Massenbesichtigung: So kriegen Sie trotzdem Ihre Traumwohnung

 

Sie haben die Traumwohnung eigentlich schon gefunden. Das Problem: Sie sind nicht der einzige Interessent. Wir zeigen Ihnen, wie Sie Ihre Chancen erhöhen, vom Vermieter oder Verkäufer am Ende auch ausgewählt zu werden. Mit diesen sechs Tipps machen Sie sich bei Anbietern beliebt.


Telefon oder Mail für die Kontaktaufnahme?

Um an Ihre Wunschwohnung zu kommen, muss man zuallererst Kontakt zum Vermittler aufnehmen. Zum Hörer zu greifen, mag oft einfacher und schneller gehen, aber wenn Sie sich für ein Objekt bewerben wollen, empfiehlt es sich immer auch eine E-Mail zu schreiben. Anrufe werden nicht immer beantwortet, da die Anbieter, egal ob Makler oder Eigentümer allein schon berufsbedingt viel unterwegs sind. Eine E-Mail läuft hingegen entweder in den Posteingang oder sogar in das elektronische System des Anbieters ein. Außerdem können in der E-Mail schon Auskünfte mitgesendet werden, die es dem Anbieter erleichtern, Sie in die nähere Wahl zu ziehen.

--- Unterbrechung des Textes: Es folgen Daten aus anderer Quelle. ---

PR #5548, opened 2020-05-05
automatically fill system-claim-values

cirocosta:
ps.: this should be cherry-picked to `master`

# Why is this PR needed?

The `system-claim-key` and `system-claim-value` flags exist so you can tell concourse which requests should have 'system' privileges. These system privileges grant access to perform various actions required by the TSA, mainly around the lifecycle of workers.

By default we grant these 'system' privileges to any request presenting a token that was issued using the `concourse-worker` client (the token will have the `aud` claim set to `concourse-worker`). 

If a user wants to change the `tsa-client-id` then they probably won't know that they need to change the `system-claim-value` as well. So we automagically configure it for them behind the scenes.

### DIFF
--- a/cmd/concourse/web.go
+++ b/cmd/concourse/web.go
@@ -118,22 +118,42 @@ func (cmd *WebCommand) populateSharedFlags() error {
 	cmd.RunCommand.Auth.AuthFlags.Clients[cmd.TSACommand.ClientID] = cmd.TSACommand.ClientSecret
 	cmd.RunCommand.Auth.AuthFlags.Clients[cmd.RunCommand.Server.ClientID] = cmd.RunCommand.Server.ClientSecret
 
-	if cmd.TSACommand.ClientID != "" {
-		if cmd.RunCommand.SystemClaimKey == "aud" {
-			found := false
-			for _, val := range cmd.RunCommand.SystemClaimValues {
-				if val == cmd.TSACommand.ClientID {
-					found = true
-				}
+	// if we're using the 'aud' as the SystemClaimKey then we want to validate
+	// that the SystemClaimValues contains our TSA Client. If it's not 'aud' then
+	// we can't validate anything
+	if cmd.RunCommand.SystemClaimKey == "aud" {
+
+		// if we're using the default SystemClaimValues then override these values
+		// to make sure they include the TSA ClientID
+		if len(cmd.RunCommand.SystemClaimValues) == 1 {
+			if cmd.RunCommand.SystemClaimValues[0] == "concourse-worker" {
+				cmd.RunCommand.SystemClaimValues = []string{cmd.TSACommand.ClientID}
 			}
-			if !found {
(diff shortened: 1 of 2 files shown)


aoldershaw:
Hey @cirocosta, you marked this as ready for review but I'm still not sure what this is trying to solve. Could you fill in the PR description when you get the chance? Thanks!

Also, this isn't blocking 6.1, is it?

cirocosta:
aaaah I think we actually need it, is that right, @pivotal-jwinters ? would you mind updating the desc as well, please? I think you can provide better links to the places that this relates to than I could :sweat_smile: 

thanks!

pivotal-jwinters:
@aoldershaw I've updated the description

aoldershaw:
@pivotal-jwinters I'm a bit confused - the description says

> If a user wants to change the tsa-client-id ... we automagically configure it for them behind the scenes

But this doesn't seem to be what happens:

https://github.com/concourse/concourse/pull/5548/files#diff-843540a525b9215ba65ce08088526745R120-R129
```go
			Context("with tsa-client-id specified", func() {
				BeforeEach(func() {
					args = append(args, "--tsa-client-id", "tsa-client-id")
				})

				It("errors", func() {
					Eventually(concourseRunner.Err()).Should(
						gbytes.Say("at least one systemClaimValue must be equal to tsa-client-id"),
					)
				})
```

pivotal-jwinters:
@aoldershaw not sure what we did to be honest, but I've updated this PR with what should be the correct behaviour.

cmd/concourse/web.go
```diff
@@ -117,12 +118,46 @@ func (cmd *WebCommand) populateSharedFlags() error {
...
 
+	// if we're using the 'aud' as the SystemClaimKey then we want to validate
+	// that the SystemClaimValues contains our TSA Client. If it's not 'aud' then
+	// we can't validate anything
+	if cmd.RunCommand.SystemClaimKey == "aud" {
+
+		// if we're using the default SystemClaimValues then override these values
+		// to make sure they include the TSA ClientID
+		if len(cmd.RunCommand.SystemClaimValues) == 1 {
+			if cmd.RunCommand.SystemClaimValues[0] == "concourse-worker" {
```
aoldershaw, line 129: It doesn't really make sense to do, but in theory, an operator *could* pass in:

```
--tsa-client-id something-else --system-claim-value concourse-worker
```

and it would replace `concourse-worker` with `something-else`. From what I can tell, doing this would basically just be trying to shoot yourself in the foot, so this is probably something we don't care about - just mentioning it anyway.

cirocosta:
@pivotal-jwinters are we cherry-picking this to master?

pivotal-jamie-klassen:
@cirocosta i leave the decision to y'all, but I think that merging `release/6.1.x` back to master once 6.1.0 ships is a viable option as well. We now know that we're planning to create a `support/6.2.x` branch for 6.2 LTS release.

Issue #5456, opened 2020-04-17
Pinning a resource to `version: latest` in the resource definition does not work


andy-paine:
## Summary

Pinning a resource to `version: latest` in the resource definition does not work, only in the `get` step

## Steps to reproduce

Set the following pipeline:
```
resources:
- name: timer
  type: time
  version: latest
  source:
    interval: 30s
jobs:
- name: test
  plan:
  - get: timer
    trigger: true
```

## Expected results
Pipeline sets okay and the latest version of the `timer` resource is used when the `test` job is run

## Actual results
Pipeline config fails validation as `version: latest` is not a valid `map[string]string`

## Additional context
The docs for the resource schema [here](https://concourse-ci.org/resources.html#schema.resource.version) state that:
> This has the same effect as setting [ `get` step **`version`** ](https://concourse-ci.org/jobs.html#schema.step.get-step.version) on every [ `get` step](https://concourse-ci.org/jobs.html#get-step) referencing the resource.

However using `version: latest` only works in the `get:` step and doesn't work in the resource definition.

Looking at the code it seems that the config for the resource uses the `Version` struct
https://github.com/concourse/concourse/blob/5e315c6ccfe2fdb087ecb40a7a5339b5dc31feb5/atc/config.go#L184
and the config for the get step uses the `VersionConfig` struct which supports the `every` and `latest` alternatives.
https://github.com/concourse/concourse/blob/5e315c6ccfe2fdb087ecb40a7a5339b5dc31feb5/atc/config.go#L486

I assume this _isn't_ intended behaviour and the two should be equivalent? Or is it just a docs problem and only specific pinning (e.g. `version: { ref: blah }`) is supported in resource definitions?

pivotal-jamie-klassen:
I guess this is a docs problem - as I understand it, the purpose of the `version:` field on the resource config is strictly for pinning. Indeed it says

> A version to pin the resource to across the pipeline.

in the same spot you linked. Maybe it's worth explicitly saying that that it's equivalent to setting the `get` step version across the pipeline, *except* the `version: every` and `version: latest` options are not valid here.

Stepping back, though, why were you wanting to set `version: latest` at the resource level? What were you expecting to happen otherwise?

DanielJonesEB:
@andy-paine and I have been working on this.

> Stepping back, though, why were you wanting to set version: latest at the resource level? What were you expecting to happen otherwise?

[...]

PR #5550, opened 2020-05-05
atc: structure: Make algorithm.Compute take only InputConfigs

andy-paine:
# Why is this PR needed?

There is a lot of logic going on inside the Algorithm.Compute method which makes it hard to decompose and test small things such as adding new `version` conditions (as part of fixing #5456).

Make it easier to understand the precedence of `version` flags and pinning between resources and job inputs.

Extract the logic around which is the correct pinned version and whether to be using every version into a separate, testable method. Add a set of table tests for the different set of inputs so we can easily and readably see what the expected outcomes of multiple configuration options are.

There is _one_ functional change in this PR which is that when a pinned version is set on an `InputConfig`, the `UseEveryVersion` flag is no longer explicitly set. This shouldn't be an issue as pinned versions take precedence over `version: every` and we now have tests if we ever want to change this behaviour.

# Notes
* This is my first foray into this codebase and I don't write a lot of Golang (that might be obvious) so feedback is more than welcome.
* Not a massive fan of table testing usually but seemed right given this is basically a matrix multiplication of possible configurations.
* Should this be in the algorithm package? Should it just be moved up into the scheduler package? The way `Scheduler` and `BuildStarter` interact means there's some duplicate code and so I stuck it in the `Algorithm` class since they both already had the same instance of that.

# Contributor Checklist

- [x] Unit tests
- [ ] ~Integration tests~ Hoping for a no-op to user-facing behaviour
- [ ] ~Updated documentation (located at https://github.com/concourse/docs)~ Not relevant, internal only
- [ ] ~Updated release notes (located at https://github.com/concourse/concourse/tree/master/release-notes)~ Not relevant, internal only

# Reviewer Checklist

- [ ] Code reviewed
- [ ] Tests reviewed
- [ ] Documentation reviewed
- [ ] Release notes reviewed
- [ ] PR acceptance performed

### DIFF
--- a/atc/scheduler/algorithm/compute.go
+++ b/atc/scheduler/algorithm/compute.go
@@ -4,7 +4,6 @@ import (
 	"context"
 	"fmt"
 
-	"github.com/concourse/concourse/atc"
 	"github.com/concourse/concourse/atc/db"
 	"github.com/concourse/concourse/tracing"
 )
@@ -27,9 +26,7 @@ type Algorithm struct {
 func (a *Algorithm) Compute(
 	ctx context.Context,
 	job db.Job,
-	inputs []atc.JobInput,
-	resources db.Resources,
-	relatedJobs NameToIDMap,
+	inputConfigs InputConfigs,
 ) (db.InputMapping, bool, bool, error) {
 	ctx, span := tracing.StartSpan(ctx, "Algorithm.Compute", tracing.Attrs{
 		"pipeline": job.PipelineName(),
@@ -37,7 +34,7 @@ func (a *Algorithm) Compute(
 	})
 	defer span.End()
 
-	resolvers, err := constructResolvers(a.versionsDB, job, inputs, resources, relatedJobs)
+	resolvers, err := constructResolvers(a.versionsDB, inputConfigs)
 	if err != nil {
 		return nil, false, false, fmt.Errorf("construct resolvers: %w", err)
 	}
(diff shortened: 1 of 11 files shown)


DanielJonesEB:
Hey folks! Just an FYI that this is a preliminary commit on a [WIP PR](https://github.com/EngineerBetter/concourse/tree/version-every-on-resources) that will address https://github.com/concourse/concourse/issues/5456 by allowing resources to take `latest` as a version (and also then `every` for consistency). Once this is merged, we'll crack on with the next, more interesting, PR.

clarafu:
@andy-paine Thanks for the PR! I definitely agree think that having `algorithm.Compute` only take `InputConfigs` is reasonable and lessens the complexity of the algorithm. The funny and unfortunate thing is that we actually have a PR #5420 that refactors that part of the code 😓 and moved the logic for determining the input config into `job.AlgorithmInputs` 

https://github.com/concourse/concourse/blob/738371530925aaf48c0b03ad9cf780ca9139a702/atc/db/job.go#L248-L286

Im thinking that if you would still like to add the test cases, you could add them to the `job_test.go` suite that covers the `job.AlgorithmInputs` method 

https://github.com/concourse/concourse/blob/738371530925aaf48c0b03ad9cf780ca9139a702/atc/db/job_test.go#L2109

It might be harder to use a table testing setup for these db tests because they involve a database and prior setup for running each test.

andy-paine:
Closing this in favour of #5420 which supersedes a lot of this work

PR #5568, opened 2020-05-07
k8s/topgun: update prometheus dependencies and disable worker

cirocosta:
### Why is this PR needed?

With `stable/prometheus` going from having `kube-state-metrics` embedded in its set of templates to a separate dependency, `k8s-topgun` started failing:
```
Error: found in requirements.yaml, but missing in charts/ directory: kube-state-metrics
```

Without this PR, we can't have `k8s-topgun` running without having the version of `helm/charts` pinned to an old commit, which would force us to have that commit hardcoded in the release branches, as well as the main pipeline.

### What is this PR trying to accomplish?

It tries to make the installation of `prometheus` possible regardless of how its dependencies are set up (either through `requirements.yaml` - the new way of doing thing -, or the old one - embedded). 

### How does it accomplish that?

It does so by running `helm dependency update` before running `helm install`.

Given that such command will not fail in case of `requirements.yaml` not existing (which would be true for older versions of the `helm/charts` repo), it's safe to always do it.

### Reviewer Checklist

- [ ] Code reviewed
- [ ] Tests reviewed
- [ ] Documentation reviewed
- [ ] Release notes reviewed
- [ ] PR acceptance performed

### DIFF
--- a/topgun/k8s/prometheus_test.go
+++ b/topgun/k8s/prometheus_test.go
@@ -6,6 +6,7 @@ import (
 	"path"
 	"time"
 
+	. "github.com/concourse/concourse/topgun"
 	. "github.com/onsi/ginkgo"
 	. "github.com/onsi/gomega"
 )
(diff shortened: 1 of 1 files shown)


cirocosta:
I just realized this is very related to https://github.com/concourse/ci/issues/285.

IMO both coexist: I don't think that because this solves the point of having to `pin` that the other issue would be invalidated - it'd still be great to keep track of the versions to establish the matrix.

Auf die richtigen Infos kommt es an!

Wenn es darum geht, sich beim Makler oder Vermieter vorzustellen, sollten Sie die für den Auswahlprozess relevanten Informationen zu Ihrer Person nicht vorenthalten. Weisen Sie darauf hin, dass Sie ein geregeltes Einkommen haben und auch sonst finanziell abgesichert sind. Bedenken Sie, dass die Nachfrage momentan groß ist und viele Menschen auf Wohnungssuche sind. Ähnlich wie bei einem Bewerbungsgespräch für einen Job sollten Sie daher einen Beweggrund nennen, warum Sie die Wohnung haben wollen und warum Sie der geeignete Käufer oder Mieter sind. Auch die aktuelle Wohnsituation ist erwähnenswert.

Etikette bewahren!

Versetzt zu werden, hat niemand gern. Umso weniger Verwalter, Makler oder Eigentümer, wenn es um eine Wohnungsbesichtigung geht. Um einen guten, ersten Eindruck zu hinterlassen, ist es daher wichtig, pünktlich zu erscheinen. Auch Höflichkeit und Ehrlichkeit sind Attribute, die bei Wohnungsvermittlern gut ankommen, genauso natürlich wie ein gepflegtes Erscheinungsbild. Für Sie mag es selbstverständlich sein aber immer wieder scheitern Bewerber am ersten Eindruck. Zur Etikette gehört auch, bei Massenbesichtigungen anderen Bewerbern freundlich gegenüber zu treten. Vermeiden Sie Negativgefühle und ziehen Sie auf keinen Fall über Ihre ehemaligen Vermieter oder Nachbarn her.

Zeigen Sie Interesse!

Um positiv aus der Menge der Mitbewerber herauszuragen, ist es wichtig echtes Interesse zu bekunden. Informieren Sie sich gründlich über das Objekt und stellen Sie Maklern und Vermietern die richtigen Fragen. Scheuen Sie sich nicht davor, Verwalter, Makler und Eigentümer bei einer Massenbesichtigung in ein Gespräch zu verwickeln. So hinterlassen Sie einen bleibenden Eindruck. Punkten Sie mit Sympathie — der Vermieter möchte schließlich nicht nur seine Wohnung loswerden, sondern auch sichergehen, dass der potenzielle Mieter gut in die Hausgemeinschaft passt.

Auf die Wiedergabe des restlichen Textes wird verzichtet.